PR #281, opened 2015-09-23
add `:before` option to run `source ~/.bashrc`

sugitak:
# About

This pull request adds `:before` option on `Command`, which let us run other preparation command beforehand.
Typical usage is to run `source ~/.bashrc` before running a command.

# Problem

When I run Capistrano, I always run into the environment variable problem. I just want to read `~/.bashrc` to set my `$PATH`, but I have to set it in my `config/deploy.rb`.

Adding environments variable is not always a good way. Situations I have experienced is:

  - Ruby is installed via `rbenv`, which means I can't run `bundle exec rake` unless I read `~/.bash_profile`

□ □ □ □ □ □ □

## Task details
Exactly as written, give the line containing "option to run" and all remaining lines of the records.

## Solution for this exercise
add `:before` option to run `source ~/.bashrc`

sugitak:
# About

This pull request adds `:before` option on `Command`, which let us run other preparation command beforehand.
Typical usage is to run `source ~/.bashrc` before running a command.

# Problem

When I run Capistrano, I always run into the environment variable problem. I just want to read `~/.bashrc` to set my `$PATH`, but I have to set it in my `config/deploy.rb`.

Adding environments variable is not always a good way. Situations I have experienced is:

  - Ruby is installed via `rbenv`, which means I can't run `bundle exec rake` unless I read `~/.bash_profile`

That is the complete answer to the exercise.